(Stored data entries)
----------

PR #838, opened 2025-09-24
chore: Disable unused futures feature

tottoto:
Disables unused `futures` features.

### DIFF
--- a/tower-service/src/lib.rs
+++ b/tower-service/src/lib.rs
@@ -17,6 +17,9 @@
 
 extern crate alloc;
 
+#[cfg(doc)]
+extern crate std;
+
 use alloc::boxed::Box;
 
 use core::future::Future;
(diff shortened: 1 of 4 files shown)


tower-service/src/lib.rs
```diff
@@ -332,7 +331,7 @@ pub trait Service<Request> {
     /// If the service is at capacity, then `Poll::Pending` is returned and the task
     /// is notified when the service becomes ready again. This function is
     /// expected to be called while on a task. Generally, this can be done with
-    /// a simple `futures::future::poll_fn` call.
+    /// a simple [`core::future::poll_fn`] call.
```
jplatte: It may also be available in `core`, but I think usually you'd link to the `std` re-export.

```suggestion
    /// a simple [`std::future::poll_fn`] call.
```

PR #852, opened 2026-02-07
ci: Remove unused working-directory config

tottoto:
`working-directory` config doesn't seem to be used.


jplatte (approved):
Love how this was not an error from GHA previously 🤦🏼

PR #863, opened 2026-05-12
fix(retry): avoid truncating fractional retry_percent in TpsBudget

### LINKED ISSUE #857: retry: `TpsBudget` over-allocates retries for fractional `retry_percent < 1.0`
### Summary

`TpsBudget::new` truncates `1.0 / retry_percent` when `retry_percent <= 1.0`:

```rust
let (deposit_amount, withdraw_amount) = if retry_percent == 0.0 {
    (0, 1)
} else if retry_percent <= 1.0 {
    (1, (1.0 / retry_percent) as isize)
} else {
    (1000, (1000.0 / retry_percent) as isize)
};
```

For fractional values below `1.0` whose reciprocal is not an integer, this rounds the withdrawal cost down and permits **more retries than configured**.

For example, `retry_percent = 0.6` yields `(deposit_amount, withdraw_amount) = (1, 1)`, so every deposit authorizes one full retry (100%), not 0.6 retries (60%).

### Reproduction

```rust
use std::time::Duration;
use tower::retry::budget::{Budget, TpsBudget};

#[test]
fn fractional_retry_percent_below_one_overissues_budget() {
    let budget = TpsBudget::new(Duration::from_secs(1), 0, 0.6);

    for _ in 0..10 {
        budget.deposit();
    }

    let allowed = (0..10).filter(|_| budget.withdraw()).count();

    assert!(
        allowed <= 6,
        "10 deposits at retry_percent=0.6 should not allow more than 6 retries, got {allowed}"
    );
}
```

This silently over-allocates retry budget for many fractional values below `1.0`, which undermines the budget's role in limiting retry amplification during failures.

SAY-5:
`TpsBudget::new` used `(1, (1.0 / retry_percent) as isize)` for `retry_percent <= 1.0`, which truncates the reciprocal so e.g. `0.6` authorizes a full retry per deposit instead of 0.6. This reuses the existing 1000x deposit scaling for all positive percentages and adds a regression test. Closes #857.

### DIFF
--- a/tower/src/retry/budget/tps_budget.rs
+++ b/tower/src/retry/budget/tps_budget.rs
@@ -78,13 +78,12 @@ impl TpsBudget {
             // If there is no percent, then you gain nothing from deposits.
             // Withdrawals can only be made against the reserve, over time.
             (0, 1)
-        } else if retry_percent <= 1.0 {
-            (1, (1.0 / retry_percent) as isize)
-        } else {
-            // Support for when retry_percent is between 1.0 and 1000.0,
-            // meaning for every deposit D, D * retry_percent withdrawals
-            // can be made.
+        } else if retry_percent <= 0.5 {
+            // Small fractional percents lose precision when 1/retry_percent is
+            // truncated to an isize, so scale deposits by 1000 here.
             (1000, (1000.0 / retry_percent) as isize)
+        } else {
+            (1, (1.0 / retry_percent) as isize)
         };
         let reserve = (min_per_sec as isize)
             .saturating_mul(ttl.as_secs() as isize) // ttl is between 1 and 60 seconds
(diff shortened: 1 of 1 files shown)


tower/src/retry/budget/tps_budget.rs
```diff
@@ -78,12 +78,9 @@ impl TpsBudget {
             // If there is no percent, then you gain nothing from deposits.
             // Withdrawals can only be made against the reserve, over time.
             (0, 1)
-        } else if retry_percent <= 1.0 {
```
seanmonstar, line 81: I think most often the percent will be 10, 20, around there. So, to not need to deal with large numbers in the most common case, this could probably be edit to just `<= 0.5`. What do you think?

PR #867, opened 2026-05-21
fix(buffer): assert non-zero bound on construction

### LINKED ISSUE #861: buffer: `bound = 0` panics in `Buffer::new` / `Buffer::pair` (and via `BufferLayer::new`)
## Summary

`Buffer::new`, `Buffer::pair`, and `BufferLayer::new` accept `bound: usize`, but `0` is not actually supported. `Buffer::pair` forwards `bound` directly to `tokio::sync::mpsc::channel(bound)`, which panics when the capacity is `0`.

Because the public Tower docs describe `bound` as the maximum number of queued requests before backpressure, but do not document `0` as invalid, this currently turns an apparently-valid configuration into an immediate panic.

## Reproduction

```rust
use std::{
    convert::Infallible,
    future::{ready, Ready},
    task::{Context, Poll},
};
use tower::{buffer::Buffer, Service};

#[derive(Clone)]
struct Svc;

impl Service<()> for Svc {
    type Response = ();
    type Error = Infallible;
    type Future = Ready<Result<(), Infallible>>;

    fn poll_ready(&mut self, _cx: &mut Context<'_>) -> Poll<Result<(), Self::Error>> {
        Poll::Ready(Ok(()))
    }

    fn call(&mut self, _req: ()) -> Self::Future {
        ready(Ok(()))
    }
}

fn main() {
    let _ = Buffer::pair(Svc, 0);
}
```

This can crash applications during startup or reconfiguration when the buffer size is computed dynamically or loaded from configuration and reaches zero. But in practice, the chance that this can cause any denial-of-service (DoS) attack is almost zero, so it is not a security concern, more like a surprise.

Alpy16:
Closes #861

Description
Initializing Buffer or BufferLayer with a capacity bound of 0 creates an invalid configuration state. This bypasses initial validation and causes an unrecoverable runtime panic down the line when the underlying mpsc::channel allocation is executed.

This patch adds a defensive assert!(bound > 0, ...) boundary guard to both the BufferLayer::new and Buffer::pair constructors. This shifts a latent runtime crash into a predictable, fail-fast initialization panic.

Type of Change
Bug fix (non-breaking change enforcing defensive API boundaries)

Verification
Added #[should_panic] integration tests to tower/tests/buffer/main.rs to verify that both direct instantiation and layer application fail safely when configured with a bound of 0.

Verified workspace tests pass via cargo test --test buffer --all-features.

### DIFF
--- a/tower/src/buffer/layer.rs
+++ b/tower/src/buffer/layer.rs
@@ -34,6 +34,7 @@ impl<Request> BufferLayer<Request> {
     /// [`call`]: crate::Service::call
     /// [`poll_ready`]: crate::Service::poll_ready
     pub const fn new(bound: usize) -> Self {
+        assert!(bound > 0, "buffer bound must be greater than zero");
         BufferLayer {
             bound,
             _p: PhantomData,
--- a/tower/src/buffer/layer.rs
+++ b/tower/src/buffer/layer.rs
@@ -20,6 +20,12 @@ impl<Request> BufferLayer<Request> {
     /// `bound` gives the maximal number of requests that can be queued for the service before
     /// backpressure is applied to callers.
     ///
+    ///
+    /// # Panics
+    ///
+    /// Panics if `bound` is zero.
+    ///
+    ///
     /// # A note on choosing a `bound`
     ///
     /// When [`Buffer`]'s implementation of [`poll_ready`] returns [`Poll::Ready`], it reserves a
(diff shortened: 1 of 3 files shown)


seanmonstar:
Probably the docs on the constructor should also mention that the value must be greater than 0, maybe in a `# Panics` section?

Alpy16:
I'll add the # Panics section to the documentation for both constructors right now and get those pushed up. Thanks for the review

PR #1, opened 2020-03-06
Tide example

dusty-phillips:
Just stumbled across async-graphql. Looks like you've done a lot of great work in a short amount of time. Nice work. 

I wanted to experiment with using async-graphql with tide in my project. It seems to work fine, as the attached example shows.


sunli829:
Thank you for your contribution!

vkill:
[here](https://github.com/sunli829/async-graphql-examples/pull/1) is the latest example.

PR #7, opened 2020-03-20
Add support for bson crate's ObjectId as a Scalar, so that GraphQL in…

iancormac84:
…tegration with MongoDB becomes possible.


sunli829:
thx😁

----------

Exactly the lines from the one containing "(diff shortened: 1 of 3 files shown)" through the end of the records above should be returned, with both ends kept.

### Written response
(diff shortened: 1 of 3 files shown)


seanmonstar:
Probably the docs on the constructor should also mention that the value must be greater than 0, maybe in a `# Panics` section?

Alpy16:
I'll add the # Panics section to the documentation for both constructors right now and get those pushed up. Thanks for the review

PR #1, opened 2020-03-06
Tide example

dusty-phillips:
Just stumbled across async-graphql. Looks like you've done a lot of great work in a short amount of time. Nice work. 

I wanted to experiment with using async-graphql with tide in my project. It seems to work fine, as the attached example shows.


sunli829:
Thank you for your contribution!

vkill:
[here](https://github.com/sunli829/async-graphql-examples/pull/1) is the latest example.

PR #7, opened 2020-03-20
Add support for bson crate's ObjectId as a Scalar, so that GraphQL in…

iancormac84:
…tegration with MongoDB becomes possible.


sunli829:
thx😁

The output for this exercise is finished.